» **EXERCISE MATERIAL**:

PR #459, opened 2022-08-17
Display Relationships on Entity Pages

anshg1214:
This PR 
1. Displays the Works linked to the Edition Group
2. Displays translated works on the Work's page


critiquebrainz/frontend/external/bookbrainz_db/edition_group.py
```diff
@@ -92,3 +92,47 @@ def fetch_multiple_edition_groups(bbids: List[uuid.UUID]) -> dict:
     if not results:
         return {}
     return results
+
+
+def fetch_work_for_edition_group(bbid: uuid.UUID):
```
alastair, line 97: we should have a test for this method. I'm not sure if it makes sense to create our own custom relationship like we do in some other tests so that we know that they exist and won't change, or if we should just use an existing relationship. I think that if we choose a book that was published some time ago (e.g. 30-40 years) then the chances of a new edition coming out and breaking the tests is quite low, so probably an acceptable tradeoff.

critiquebrainz/frontend/external/bookbrainz_db/literary_work.py
```diff
@@ -107,7 +107,7 @@ def fetch_multiple_literary_works(bbids: List[uuid.UUID], work_type=None, limit=
             for literary_work in literary_works:
                 literary_work = dict(literary_work)
                 literary_work['identifiers'] = fetch_bb_external_identifiers(literary_work['identifier_set_id'])
-                literary_work['rels'] = fetch_relationships(literary_work['relationship_set_id'], ['Edition'])
+                literary_work['rels'] = fetch_relationships(literary_work['relationship_set_id'], ['Translation'])
```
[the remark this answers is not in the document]
alastair: does this fill in _only_ translation rels into the variable `literary_work['rels']`? In that case, do you think it makes sense to call it `literary_work['translation_rels']` or something similar instead?

critiquebrainz/frontend/templates/bb_edition_group/entity.html
```diff
@@ -60,6 +60,51 @@ <h4 style="margin-bottom:0;">{{ _('Reviews') }}</h4>
         {% endif %}
       </ul>
     {% endif %}
+
+    {% if works is defined and works %}
+      <h4>{{ _('Literary Works') }}</h4>
```
alastair, line 65: maybe "Works in this edition group"

critiquebrainz/frontend/external/bookbrainz_db/edition_group.py
alastair: does this method return more than one work? if so, `fetch_works_for_edition_group`

critiquebrainz/frontend/templates/bb_edition_group/entity.html
```diff
@@ -60,6 +60,51 @@ <h4 style="margin-bottom:0;">{{ _('Reviews') }}</h4>
...
+      <table class="table table-condensed table-hover">
+        <thead>
+          <tr>
+            <th>{{ _('Name') }}</th>
+            <th>{{ _('Languages') }}</th>
+            <th>{{ _('Type') }}</th>
+          </tr>
+        </thead>
+        <tbody>
+          {% for work in works %}
```
alastair, line 75: do works in an edition have an ordering? I don't see an `ORDER BY` clause in the python method.

critiquebrainz/frontend/templates/bb_literary_work/entity.html
```diff
@@ -60,6 +60,52 @@ <h4 style="margin-bottom:0;">{{ _('Reviews') }}</h4>
         {% endif %}
       </ul>
     {% endif %}
+
+    {% if work_rels_info is defined and work_rels_info %}
+      <h4>{{ _('Translations') }}</h4>
```
alastair, line 65: "Translations of this work"

critiquebrainz/frontend/templates/bb_literary_work/entity.html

» **REQUIRED ACTION**: Reproduce all of the records, keeping every character unchanged.

» **ANSWER TO THE PROBLEM**:
PR #459, opened 2022-08-17
Display Relationships on Entity Pages

anshg1214:
This PR 
1. Displays the Works linked to the Edition Group
2. Displays translated works on the Work's page


critiquebrainz/frontend/external/bookbrainz_db/edition_group.py
```diff
@@ -92,3 +92,47 @@ def fetch_multiple_edition_groups(bbids: List[uuid.UUID]) -> dict:
     if not results:
         return {}
     return results
+
+
+def fetch_work_for_edition_group(bbid: uuid.UUID):
```
alastair, line 97: we should have a test for this method. I'm not sure if it makes sense to create our own custom relationship like we do in some other tests so that we know that they exist and won't change, or if we should just use an existing relationship. I think that if we choose a book that was published some time ago (e.g. 30-40 years) then the chances of a new edition coming out and breaking the tests is quite low, so probably an acceptable tradeoff.

critiquebrainz/frontend/external/bookbrainz_db/literary_work.py
```diff
@@ -107,7 +107,7 @@ def fetch_multiple_literary_works(bbids: List[uuid.UUID], work_type=None, limit=
             for literary_work in literary_works:
                 literary_work = dict(literary_work)
                 literary_work['identifiers'] = fetch_bb_external_identifiers(literary_work['identifier_set_id'])
-                literary_work['rels'] = fetch_relationships(literary_work['relationship_set_id'], ['Edition'])
+                literary_work['rels'] = fetch_relationships(literary_work['relationship_set_id'], ['Translation'])
```
[the remark this answers is not in the document]
alastair: does this fill in _only_ translation rels into the variable `literary_work['rels']`? In that case, do you think it makes sense to call it `literary_work['translation_rels']` or something similar instead?

critiquebrainz/frontend/templates/bb_edition_group/entity.html
```diff
@@ -60,6 +60,51 @@ <h4 style="margin-bottom:0;">{{ _('Reviews') }}</h4>
         {% endif %}
       </ul>
     {% endif %}
+
+    {% if works is defined and works %}
+      <h4>{{ _('Literary Works') }}</h4>
```
alastair, line 65: maybe "Works in this edition group"

critiquebrainz/frontend/external/bookbrainz_db/edition_group.py
alastair: does this method return more than one work? if so, `fetch_works_for_edition_group`

critiquebrainz/frontend/templates/bb_edition_group/entity.html
```diff
@@ -60,6 +60,51 @@ <h4 style="margin-bottom:0;">{{ _('Reviews') }}</h4>
...
+      <table class="table table-condensed table-hover">
+        <thead>
+          <tr>
+            <th>{{ _('Name') }}</th>
+            <th>{{ _('Languages') }}</th>
+            <th>{{ _('Type') }}</th>
+          </tr>
+        </thead>
+        <tbody>
+          {% for work in works %}
```
alastair, line 75: do works in an edition have an ordering? I don't see an `ORDER BY` clause in the python method.

critiquebrainz/frontend/templates/bb_literary_work/entity.html
```diff
@@ -60,6 +60,52 @@ <h4 style="margin-bottom:0;">{{ _('Reviews') }}</h4>
         {% endif %}
       </ul>
     {% endif %}
+
+    {% if work_rels_info is defined and work_rels_info %}
+      <h4>{{ _('Translations') }}</h4>
```
alastair, line 65: "Translations of this work"

critiquebrainz/frontend/templates/bb_literary_work/entity.html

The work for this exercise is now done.